Once the current Frascati used to be a magnificent villa attributed to Lucullus, that during the Imperial Age passed to the Flavian family of emperors. Where once was the villa, now is the Church of St Mary in Vivario, built in the area coinciding with the ancient Vivarium (cistern). At the end of the XIII century Frascati increased in importance, as witnessed by the restoration of St Mary in Vivario and the stunning bell-tower (1305) which remains the most important medieval monument in town. Until the end of the fifteenth century Frascati, often under the Colonna's domination, was indicated as 'castrum': fortress. The fortress gradually became village thanks to the great humanist pope Pius II Piccolomini: he wanted to build imposing boundary walls and a castle, which is the current bishop's residence. However the village changed dominions quite often (respectively Apostolic Camera, the cardinal Guillaume d'Estouteville, Lucrezia Borgia, Lucrezia della Rovere and Marcantonio Colonna settled there), until 1535, when Frascati passed to the Farnese family. Pope Paul III Farnese called it Tusculum Novum and committed Antonio da Sangallo il Giovane to a strategic role for urban planning: Antonio designed the boundary walls and divided the town into three districts (Santa Maria, Santa Flavia and San Pietro).

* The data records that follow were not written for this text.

PR #5182, opened 2023-09-11
Fix silence audio command

saintmatthieu:

Bug description: https://github.com/audacity/audacity/pull/5138#issuecomment-1713591482

Recommended:

QA:
- [x] "Silence Audio" command, across tracks and clips both stretched and unstretched. New clip boundaries should appear at an edge of the selection only if the clip underneath is stretched.
- [x] `Edit > Labeled Audio > Silence Audio` also works. (Note, though, that there isn't a progress bar for this yet. It's a bit trickier to introduce there, but #5043 has a utility that we will reuse for this once the utility is merged.)

### DIFF
--- a/libraries/lib-time-track/TimeTrack.cpp
+++ b/libraries/lib-time-track/TimeTrack.cpp
@@ -222,7 +222,8 @@ void TimeTrack::Paste(double t, const Track &src)
       (void)0;// intentionally do nothing.
 }
 
-void TimeTrack::Silence(double WXUNUSED(t0), double WXUNUSED(t1))
+void TimeTrack::Silence(
+   double WXUNUSED(t0), double WXUNUSED(t1), ProgressReporter)
 {
    assert(IsLeader());
 }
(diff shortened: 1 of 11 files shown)


libraries/lib-time-track/TimeTrack.cpp
```diff
@@ -222,7 +222,8 @@ void TimeTrack::Paste(double t, const Track &src)
       (void)0;// intentionally do nothing.
 }
 
-void TimeTrack::Silence(double WXUNUSED(t0), double WXUNUSED(t1))
+void TimeTrack::Silence(
+   double WXUNUSED(t0), double WXUNUSED(t1), ProgressReporter)
```
Paul-Licameli, line 226: I repeat, you can clean up the old `WXUNUSED` macros

Just `double, double,` or you can use C++17 `[[maybe_unused]]`

Paul-Licameli:
I think you can shrink the branch so this PR does not include all of #5138.  Only the first and last commits of the sequence are needed.  That will allow it to be tester and maybe merged sooner.

saintmatthieu:
It also needs the `ProgressReporter` of "Progress bar for pre-effect stretching", which depends on "Repair effects and generators", ...
I'd rather wait than putting the extra work. This fix shouldn't be blocking anything other than the release itself, and we're not there yet.

Paul-Licameli (approved):

dozzzzer:
Tested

From 1559 on, it began a glorious time: gentilitial Roman families (Aldobrandini, Lancellotti, Falconieri, Mondragone, Parisi, Muti, Grazioli, Torlonia and so on...) chose Frascati as favourite destination to build their suburban villas. Delightful places where the nobles lived far from the common people and the city life - separation ratified even by these marvellous properties' architecture - offering a solemn but bare façade, while the interiors were embellished by sumptuous and bizarre decorations.
The beautiful St Peter's Cathedral was built in 1558 into a zone that became the new city centre, stigmatizing the great development of the city after the disposition of the villas towards the hills, in contrast with the ancient peripheral Church of St Mary in Vivario. From then on the urban shape has not changed significantly.
After the Unification of Italy, the boundary walls were knocked down and replaced with a massive wall to support the walk dedicated to the Queen Margherita.
The suggestive Museum Tuscolano has been recently set up into Villa Aldobrandini, exhibiting important local archaeological findings. The Carnival in Frascati is really impressive: celebrated with allegorical carts, it ends with the stake of a Pulcinella (Punch or Punchinello, as you like).
Besides the renowned white wine, testable into the numerous Fraschette (local pubs), you would very probably like to try the Pupazze: crunchy honey biscuits shaped as women with three breasts, referring to ancient fertility rites.